To date no plant resistance gene has been cloned that acts against Poleroviruses. The majority of single dominant anti-viral resistance traits in plants have been found to encode nucleotide binding leucine rich repeat proteins (NB-LRR) (de Ronde et al. 2014). Analysis of the G. hirsutum genome sequence between NG0204310 and GhCSIRO_2637 reveals eleven putative NB-LRR genes (A10G2067, A10G2068, A102070, A102072, A102073, A102074, A102076, A102077, A102078, A102080 and A102081) that could be potential candidates for Cbt (Table S5). Identification of the Cbt gene will require either fine mapping of the region and/or testing of each of the eleven potential NB-LRR candidates isolated from ‘Delta Opal’ transformed into a susceptible variety.

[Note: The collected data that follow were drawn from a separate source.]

PR #444, opened 2025-03-10
DM-49388: Add support for Nublado with user subdomains

rra:
Update to the new version of the Nublado client with user subdomain support and configure the test suite to run all Nublado tests both with and without subdomains to ensure that mobu doesn't make any assumptions that break with user subdomains.


tests/business/emptyloop_test.py
```diff
@@ -58,7 +58,7 @@ async def test_run(
     }
 
     # Check events
-    published = cast(MockEventPublisher, events.empty_loop).published
+    published = cast("MockEventPublisher", events.empty_loop).published
```
fajpunk, line 61: Why change this? I assume that the typechecker still knows the interface if we do, though I don't know how. And if we do, does it mean we should get rid of the `MockEventPublisher` import?

tests/conftest.py
```diff
@@ -216,15 +192,19 @@ async def anon_client(app: FastAPI) -> AsyncGenerator[AsyncClient]:
         yield client
 
 
-@pytest.fixture
+@pytest.fixture(ids=["shared", "subdomain"], params=[False, True])
```
fajpunk, line 195: Oh neat, I didn't know fixtures could be parameterized!

tests/business/emptyloop_test.py
rra: This is just a Ruff thing. The latest version of Ruff always wants the first argument to `cast` to be quoted. See [TC006](https://docs.astral.sh/ruff/rules/runtime-cast-value/). I'm not sure I completely buy the logic, but it doesn't seem worth overriding since it doesn't really matter.

tests/conftest.py
rra: Yeah, I didn't either until I was trying to figure out how to do this, and then it took me a while to figure out how to assign nice names to the options, but it's a very cool feature and very magical!

fajpunk (approved):

PR #448, opened 2025-03-18
DM-49361: Multi-instance mode

fajpunk:
## New features

- Multiple replicas of mobu can be run in an environment. Note that this comes with certain restrictions, see the [docs changes in this PR](https://github.com/lsst-sqre/mobu/blob/0ff58060c23f8c5ee5cce0f5dd08a4312ba50562/docs/user-guide/multiple-replicas.rst) for more details.

## Bug fixes

- One period `execution_idle_time` elapses after trying to execute a notebook with no code cells, instead of not waiting at all.


src/mobu/services/business/notebookrunner.py
```diff
@@ -272,14 +272,22 @@ async def execute_notebook(
...
         ) as span:
             try:
-                for cell in self.read_notebook(self._notebook):
+                cells = self.read_notebook(self._notebook)
+
+                # We want to wait if the notebook is totally empty so we don't
+                # spin out of control on empty notebooks
+                logger.warning("empty notebook")
+                if not cells:
+                    await self.execution_idle()
```
fajpunk, line 289: This will probably get us to our load test goal without multiple replicas :smile: :cry:

src/mobu/services/flock.py
```diff
@@ -209,11 +217,22 @@ def _create_monkey(self, user: AuthenticatedUser) -> Monkey:
     async def _create_users(self) -> list[AuthenticatedUser]:
         """Create the authenticated users the monkeys will run as."""
         users = self._config.users
+        if users and self._replica_count > 1:
+            raise RuntimeError(
+                "Only user_spec users are allowed if replica_count > 1"
+            )
         if not users:
             if not self._config.user_spec:
                 raise RuntimeError("Neither users nor user_spec set")
```
fajpunk, line 226: Actually, any objections to moving all of this validation into the config model? We know it all at config time.

docs/user-guide/multiple-replicas.rst
```diff
@@ -0,0 +1,49 @@
...
+Mobu should currently only be run with multiple replicas during explicitly monitored periods, like scheduled load testing.
+Otherwise, the behavior described above could lead to confusion.
+If other use cases for multiple replicas come up in the future, we can do some more work to mitigate some of these downsides.
+
+Differences From a Single Replica
+---------------------------------
+
+The only difference when running as one of multiple replicas is that ``user_spec`` usernames will be further prefixed with an instance identifier.
+Mobu adds this prefix if the ``MOBU_REPLICA_COUNT`` env var contains a value that is greater than 1.
+This instance identifier comes from the ``MOBU_INSTANCE_ID`` env var.
```
rra, line 29: The thing that makes me a little unhappy about this is that we generate yet another different set of usernames and thus burn yet another full block of UIDs when running in this mode.

I think the multiple instance stuff only really works with autostart configuration. (If one talks to the API, then one is going to start that flock on whatever instance happened to service the autostart request and there's no way to divide it across replicas.) So how about this alternate proposal: If the replica count is greater than 1, every instance knows its own sequence number in a range from 0 to one less than the replica count. Each instance then generates the list of monkeys that it would run and, for each sequence in that list, mods it by the replica count. If the result of the mod operation equals its replica sequence number, then it runs that monkey; otherwise, it doesn't.

This basically shards the monkeys across each of the mobu replicas but keeps the same username patterns so that we don't generate new UIDs, home directories, etc., when we shard.

src/mobu/services/flock.py
```diff
@@ -209,11 +217,22 @@ def _create_monkey(self, user: AuthenticatedUser) -> Monkey:
     async def _create_users(self) -> list[AuthenticatedUser]:
         """Create the authenticated users the monkeys will run as."""
         users = self._config.users
+        if users and self._replica_count > 1:
+            raise RuntimeError(
+                "Only user_spec users are allowed if replica_count > 1"
+            )
```
rra, line 223: This should probably raise a custom exception that inherits from Safir's `ClientRequestError` so that mobu returns a 400 error if someone tries to create a flock rather than a 500 error. Or, alternately, only pass in the replica count and instance ID for autostart configurations and don't use them at all when the user manually creates a flock via the API, since they don't really make sense in that case anyway unless we're going to add Redis or something for runtime coordination of spreading monkeys across flocks (which feels like total overkill).

docs/user-guide/multiple-replicas.rst
fajpunk: > I think the multiple instance stuff only really works with autostart configuration.
Agreed.

A couple of other options:
1. Assuming you're suggesting we keep the way for an instance knowing its sequence number (injecting a `StatefulSet` index), then we could change `MOBU_INSTANCE_ID` to `MOBU_SEQUENCE_NUMBER`, and then just multiple the the generated user index by the sequence number (+ 1), right?
1. Keep the logic here and ALWAYS add the instance id, and burn a set of uids just once in every env when we roll this out.

Out of those two options, I think I like the first (a slightly simpler version of yours).

src/mobu/services/flock.py
fajpunk: I like raising a `ClientRequestError`. 

I considered disabling this handler, and other functionality that may be wonky, like the GitHub functionality. I decided it's not worth it for now and added a bunch of warnings to the docs and Phalanx config instead, but I could definitely be convinced otherwise.

docs/user-guide/multiple-replicas.rst
rra: I'm gathering that you don't like the idea of sharding the users instead? One of the things that confused me about this implementation is that I think it means each mobu would independently start N monkeys, right? So basically the monkey count of everything is multiplied by the replica count? That was the part that felt semantically weird to me; I would expect each mobu instance to instead run only its shard of the users for all of the configured flocks, so the size of the flock is accurate and is just divided across the mobu replicas.

Maybe I have a fundamental misunderstanding here, though.

src/mobu/services/flock.py
rra: That's fine with me; we can always clean it up later.

docs/user-guide/multiple-replicas.rst
fajpunk: TLDR: I'm glad to do the sharding, I'll change it.

> One of the things that confused me about this implementation is that I think it means each mobu would independently start N monkeys, right?

Yep, [exactly](https://github.com/lsst-sqre/mobu/pull/448/files#diff-c6ec1762e456b9bae3fde30289b02767fc27ca8b79f0df986b1bc8f4cd93d5b5R33-R35)!

I get it now, I misunderstood. I started with the sharding like you're proposing, where `count` was the total number of monkeys across all of the instances, but changed it so that the entire config would be applicable to a single instance, because it seemed weird to me that that one particular thing would change the number of monkeys in each instance depending on the replica count, but now I can see how it seems weird the other way. Glad to do the sharding.

fajpunk: As an added bonus, this also gets rid of any restrictions on how to specify users.

src/mobu/services/flock.py
fajpunk: Sharding the monkeys across replicas gets rid of any of these restrictions on specifying users, so this doesn't apply at all any more.

rra (approved):
This looks great. Thank you!

PR #453, opened 2025-06-06
DM-51291: Simpler, more flexible notebook filtering

fajpunk:
Make notebook filtering simpler and more flexible.

* Deprecate `exclude_dirs`
* Add `collection_rules` to every notebookrunner business, not just `NotebookRunnerList`

`collection_rules` looks like this:

```yaml
   collection_rules:
     - type: "exclude_union_of"
       patterns:
         - "not-these/**"
         - "not/these/either/**"
     - type: "intersect_union_of"
       patterns:
         - "this.ipynb"
         - "these/**"
         - "also/these**"
     - type: "include"
       patterns:
         - "**/these-*"
```

Each entry is a pattern using the `Python pathlib glob pattern language`_.

* Start with all notebooks in the repo.
* For each collection rule, remove notebooks:
  * Intersect rules will remove notebooks that are not in the
    intersection of:
      * The current set
      * The union of the matched patterns.
  * Exclude rules will remove notebooks from the current set that are
    in the union of the matched patterns.
* Remove any remaining notebooks that require unavailable services.

The include rules logic may sound complex, and I agree. I'm definitely open to suggestions on better ways to do this.  It is there to support the ability to specify rules that say that notebooks should match ANY pattern (a single include rule with multiple patterns), and rules that say that notebooks should match ALL patterns (multiple include rules).  Multiple include rules will likely be used rarely in flock specs or in-repo config, but the functionality is used to further filter notebooks in CI jobs, beyond what any in-repo config may have already filtered.

### DIFF
--- a/changelog.d/20250617_170359_danfuchs_HEAD.md
+++ b/changelog.d/20250617_170359_danfuchs_HEAD.md
@@ -9,25 +9,28 @@
 
   ```yaml
      collection_rules:
-       - type: "exclude"
+       - type: "exclude_union_of"
          patterns:
            - "not-these/**"
            - "not/these/either/**"
-       - type: "include"
+       - type: "intersect_union_of"
          patterns:
            - "this.ipynb"
            - "these/**"
            - "also/these**"
-       - type: "include"
+       - type: "intersect_union_of"
          patterns:
            - "**/these-*"
   ```
 
   Each entry is a pattern using the [Python pathlib glob pattern language](https://docs.python.org/3/library/pathlib.html#pathlib-pattern-language)
 
-  * If no include rules are specified, start with all notebooks.
-  * For every include rule:
-    * Get the set of all of the notebooks matched by any pattern.
-  * Take the intersection of all of those sets.
-  * Subtract any notebook matched by an exclude pattern.
-  * Subtract any notebook that specifies required services that are missing.
+* Start with all notebooks in the repo.
+* For each collection rule, remove notebooks:
+  * Intersect rules will remove notebooks that are not in the
+    intersection of:
+      * The current set
+      * The union of the matched patterns.
+  * Exclude rules will remove notebooks from the current set that are
+    in the union of the matched patterns.
+* Remove any remaining notebooks that require unavailable services.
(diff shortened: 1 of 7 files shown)


rra (approved):
This looks good overall. The only concern that I have is the syntax of how it's expressed in the configuration file, because I never would have guessed the meaning of the configuration if I were just looking at the configuration file without the documentation. My assumption, since it's a list of rules, is that those rules would be applied in order:

- Start with all or no notebooks depending on whether the first rule is an include or exclude
- As each include rule is encountered, add those notebooks
- As each exclude rule is encountered, remove those notebooks

This is not at all what the config does and indeed it looks like the order of the rules (and particularly the order of the includes relative to the excludes) is meaningless. If I'm right about the intention, I'd love to have the rules be expressed in some way that makes this more obvious. Maybe something like:

```yaml
include:
    intersection:
        - union:
            - path/**.ipynb
        - union:
            - **/test_*
```
That's probably not it exactly, but maybe it provides the idea? Have separate include and exclude blocks (since their order doesn't matter) rather than a list of rules, but inside the include block express the union and intersection explicitly somehow.

fajpunk:
I just changed the names of the rules to be more clear, and changed it to work so that it does in fact work like you (both you specifically and the royal "you") think it does from the config:

```
 collection_rules:
     - type: "intersect_union_of"
       patterns:
         - "not-these/**"
         - "not/these/either/**"
     - type: "intersect_union_of"
       patterns:
         - "this.ipynb"
         - "these/**"
         - "also/these**"
     - type: "include"
       patterns:
         - "**/these-*"
```
Another option is just to have `include_patterns` and `exclude_patterns`, have a special case CI runner that overrides `find_notebooks()` and not support multiple intersections :shrug:

What do you think?

rra:
I'm confused, but maybe I'm just missing something. The current code doesn't seem to match your comment; it just has `exclude` and `include` blocks in a list. And I think it still has the property that confused me, namely that there's a list of intermixed `include` and `exclude` blocks, but the order doesn't matter, so there doesn't seem to be any reason for it to be a list, as opposed to just two keys, one `include` and one `exclude`, that take a list of patterns each.

Did I just misunderstand this completely somehow?

fajpunk:
Gah sorry @rra, I didn't not push the commit that did all of the stuff I said I did. It is now pushed.

PR #465, opened 2025-07-09
DM-51751: Run CI jobs on pull_request events instead of `check_suite/run`

fajpunk:
There is a bug where a Mobu CI job will never run on a PR if there is
only one commit on the branch in the PR:

* User pushes a branch with some commits in it
* Mobu gets a `check_suite` event, sees that the associated commit is
  not associated with a PR, doesn't start a job
* User opens a PR, which doesn't send any trigger any GitHub Mobu CI app
  webhook events.

At least one notebook repo
([tutorial-notebooks](https://github.com/lsst/tutorial-notebooks)) is
configured to block merges unless the Mobu CI job passes. If a user does
not add any more commits to the PR branch, then the mobu job will never
be run, and the PR will be forever blocked (or blocked until the user pushes an
empty commit, which is the current workaround).

Since we don't ever want to run Mobu CI on commits that are not in a PR,
Mobu can listen for PR events instead. This makes the Mobu webhook
handlers slightly simpler as an added bonus.


jonathansick (approved):
Looks good. I agree just checking on PR events is the right way to go here.

PR #530, opened 2026-06-01
DM-55115: Update the Nublado client version and add timeouts

rra:
Update the version of the Nublado client to speak the new Nublado WebSocket protocol, which fixes messaging issues with a JupyterLab with jupyter-server-documents installed.

Add a new `timeout` configuration option for the `NubladoPythonLoop` business that enforces an execution timeout each time the code is run.

Add a new `cell_execution_timeout` configuration option for the notebook runner businesses that enforces a per-cell execution timeout. The same timeout is used for all cells, so it must be longer than the expected execution time of any cell. Its primary intended use is as a backstop to ensure that a cell cannot hang forever and thus block the monkey without producing an error. Setting it to an hour or two is often reasonable.

Enforce a timeout of one minute per Python block on the probe Python code run after starting a new Nublado notebook to gather information about that notebook and set up the working directory. This catches problems where the JupyterLab kernel ignores the code execution message, which would otherwise cause the monkey to silently hang.

### DIFF
--- a/src/mobu/services/business/notebookrunner.py
+++ b/src/mobu/services/business/notebookrunner.py
@@ -15,14 +15,8 @@ from datetime import timedelta
 from pathlib import Path
 from typing import Any, override
 
-import sentry_sdk
 import yaml
-from rubin.nublado.client import (
-    CodeContext,
-    JupyterLabSession,
-    NubladoExecutionError,
-    NubladoExecutionTimeoutError,
-)
+from rubin.nublado.client import CodeContext, JupyterLabSession
 from rubin.repertoire import DiscoveryClient
 from safir.sentry import duration
 from sentry_sdk import set_context, set_tag
@@ -32,11 +26,7 @@ from structlog.stdlib import BoundLogger
 from ...constants import GITHUB_REPO_CONFIG_PATH
 from ...dependencies.config import config_dependency
 from ...events import Events, NotebookCellExecution, NotebookExecution
-from ...exceptions import (
-    NotebookCellExecutionError,
-    NotebookRepositoryError,
-    RepositoryConfigError,
-)
+from ...exceptions import NotebookRepositoryError, RepositoryConfigError
 from ...models.business.notebookrunner import (
     NotebookRunnerData,
     NotebookRunnerOptions,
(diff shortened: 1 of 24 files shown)


src/mobu/services/business/notebookrunner.py
```diff
@@ -400,7 +404,10 @@ async def execute_cell(
                 )
 
                 notebook = getattr(context, "notebook", "<unknown notebook")
-                msg = f"{notebook}: Error executing cell"
+                if isinstance(e, NubladoExecutionTimeoutError):
+                    msg = f"{notebook}: Timeout executing cell"
+                else:
+                    msg = f"{notebook}: Error executing cell"
```
fajpunk: I'm 100% in favor of putting as much as we can into structured attributes for logging, so maybe move the notebook into an attribute here... assuming it isn't already, and in that case, you can take it out of the message.

tests/business/nubladopythonloop_test.py
```diff
@@ -892,3 +893,36 @@ async def test_user_spec_groups(
...
+async def test_code_timeout(
+    *,
+    data: Data,
+    client: AsyncClient,
+    mock_jupyter: MockJupyter,
+    sentry_items: Captured,
+) -> None:
+    config = data.read_json("solitary/input/python-timeout")
+    code = config["business"]["options"]["code"]
+    mock_jupyter.register_python_result(code, "4", delay=timedelta(seconds=2))
```
fajpunk: This is ironic coming from me, as I've probably added 30s to the test suite execution time, but is it worth making these of 1s (or even less) and declaring timeouts of .5s (or even less)? As short as we can get away with such that the computer can still consistently make the mock execution longer than the specified timeout?

fajpunk (approved):
Finally! This is great, and I'm totally in favor of splitting all the log messages we can into structured attributes.

tests/business/nubladopythonloop_test.py
rra: Ah, right, `HumanTimedelta` can take a float, so we can use a subsecond timeout. Thank you!

src/mobu/services/business/notebookrunner.py
rra: I'm not sure why we have a separate `NotebookCellExecutionError` exception at all, since the Nublado client already returns a rich exception with Sentry annotations. Unless you remember a reason why we needed another exception layer, I'm inclined to delete this whole block and just propagate the underlying exception, since it should already have all of the relevant annotations from `context`.

fajpunk: I'm good getting rid of this layer of exceptions. I think this was from me over-extrapolating [this comment](https://github.com/lsst-sqre/mobu/pull/391#discussion_r1926229791), to be very explicit about what phase of execution the error happened in the case where the error isn't the Nublado client code execution error.

fajpunk: Seems that direct link to the comment doesn't work:

> That try/catch block is there from hard-won experience, I fear. This change will cause it to throw random things like ValueError and KeyError with absolutely no useful information about what precisely failed. It's there to get the context of "this happened while creating a TAP client" into the exception along with the underlying exception type and message.

rra: Ah, I think that doesn't apply to the Nublado exceptions specifically but it probably does still apply to other possible failures. Let me see if I can find a good way of handling that.

PR #531, opened 2026-06-01
Pin back jupyter_server to < 2.18

athornton:


rra:
Should be resolved by the just-merged PR.

PR #112, opened 2015-05-27
Noblob optimization

ipso:


drivers/adodb-postgres64.inc.php
```diff
@@ -737,7 +737,7 @@ function _connect($str,$user='',$pwd='',$db='',$ctype=0)
 		# PHP does not handle 'hex' properly ('x74657374' is returned as 't657374')
 		# https://bugs.php.net/bug.php?id=59831 states this is in fact not a bug,
 		# so we manually set bytea_output
-		if (version_compare($info['version'], '9.0', '>=')) {
+		if ( !empty($this->connection->noBlobs) AND version_compare($info['version'], '9.0', '>=')) {
```
dregad: `&&` not AND

dregad:
@Mike-Benoit I had a closer look at  this old contribution of yours today, while checking a static analysis warning.

I didn't realize it back then, but ADOConnection object does not have a _connection_ property, and this _noBlobs_ flag is not documented or used anywhere else... 

Can you please shed some light on this ?

dregad:
@Mike-Benoit since you never provided any feedback on my earlier note https://github.com/ADOdb/ADOdb/pull/112#issuecomment-902028719, I'm going to revert this change.

Mike-Benoit:
My apologies for the lack of response, I must had missed the original notification. 

```
                # PostgreSQL 9.0 changed the default output for bytea from 'escape' to 'hex'
		# PHP does not handle 'hex' properly ('x74657374' is returned as 't657374')
		# https://bugs.php.net/bug.php?id=59831 states this is in fact not a bug,
		# so we manually set bytea_output
		if (version_compare($info['version'], '9.0', '>=')
			&& version_compare($info['client'], '9.2', '<')
		) {
			$this->Execute('set bytea_output=escape');
		}
```

It appears the above code is to work around some changes in PostgreSQL 9.0 to 9.2. v9.2 went end-of-life as of November 2017. Would you be okay with removing this code completely? It does cause performance issues when not using blobs (I would argue the most common situation) and if I recall causes problems with the ADODb load balancer due to deferred query handling.

While we are it, this code could probably be removed too:

```
		$info = $this->ServerInfo(false);

		if (version_compare($info['version'], '7.1', '>=')) {
			$this->_nestedSQL = true;
		}
```

PR #116, opened 2015-06-10
Added data dictionary support for PDO.

CreatrixTeam:
Added data dictionary support for PDO which should allow ADODB extensions using the data dictionary to run successfully when using PDO. However the support is unlikely to run on the older versions of PHP that ADODB was originally designed for before.


CreatrixTeam:
Closing pull request. Class no longer required in our latest commit to our fork's master branch.

PR #118, opened 2015-06-14
Make NOT NULL/DEFAULT support for BLOB/TEXT colums configurable per datadict

mjonuschat:
Instead of globally disabling the support for NOT NULL and DEFAULT for
BLOB and TEXT columns introduce two flags in the datadict that allow
enabling these features individually per dictionary.

Enable NOT NULL and DEFAULT for PostgreSQL BLOB/TEXT
Enable NOT NULL for MySQL BLOB/TEXT


dregad:
@mnewnham I'm thinking of merging this in, any objections, suggestions for better implementation before I do ?

mnewnham:
I think that's fine, generally we haven't cared in the past whether a particular feature wasn't supported when building schemas, so I'm surprised  that it was there in the first place. We should probably research which databases don't support not null, It could be an old feature we can eliminate completely

Issue #121, opened 2015-06-16
Broken FetchField function in adodb-pdo.inc.php


CreatrixTeam:
The commit https://github.com/ADOdb/ADOdb/commit/a36f5c4276f7bbf8fc79039a950b0c68d06d2099 which was intended for coding guidelines broke the FetchField method. The commit replaced:

if (ADODB_ASSOC_CASE == 0) $o->name = strtolower($o->name);
else if (ADODB_ASSOC_CASE == 1) $o->name = strtoupper($o->name);
return $o;

with 

switch(ADODB_ASSOC_CASE == 0) {
	case ADODB_ASSOC_CASE_LOWER:
		$o->name = strtolower($o->name);
		break;
	case ADODB_ASSOC_CASE_UPPER:
		$o->name = strtoupper($o->name);
		break;
	default:
		return $o;
}

which are not equivalent. The function now returns nothing sometimes.

dregad:
Should have been `switch(ADODB_ASSOC_CASE) {` and move the return out of the switch statement. Sorry about that.

dregad:
Proposed fix in PR #122

PR #122, opened 2015-06-16
Fixes issue https://github.com/ADOdb/ADOdb/issues/121

CreatrixTeam:


dregad:
For future patch submissions, may I kindly ask you to 

1. refrain from opening *both* an issue *and* a pull request like you just did, it's redundant...  
If you have a patch, it is sufficient to put everything in the PR; the only case where we would have both, is if you're submitting a patch for a pre-existing issue
2. make sure each commit message includes a complete description of the issue it addresses. I suggest reading the [Git commit message guidelines](https://www.mantisbt.org/wiki/doku.php/mantisbt:git_commit_messages) I wrote some time ago for MantisBT.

In summary, long term management of CBT in Australia requires the transfer of host plant resistance against CBTV to all current and future commercial cotton varieties. Phenotypical assays for CBT resistance have proven to be difficult and somewhat unreliable and as yet no new CSIRO CBT resistant germplasm has been released in Australia. The SNP markers identified in this study will significantly improve the speed and accuracy of screening for CBT resistant germplasm and that should lead to a more rapid deployment of resistant varieties in the future.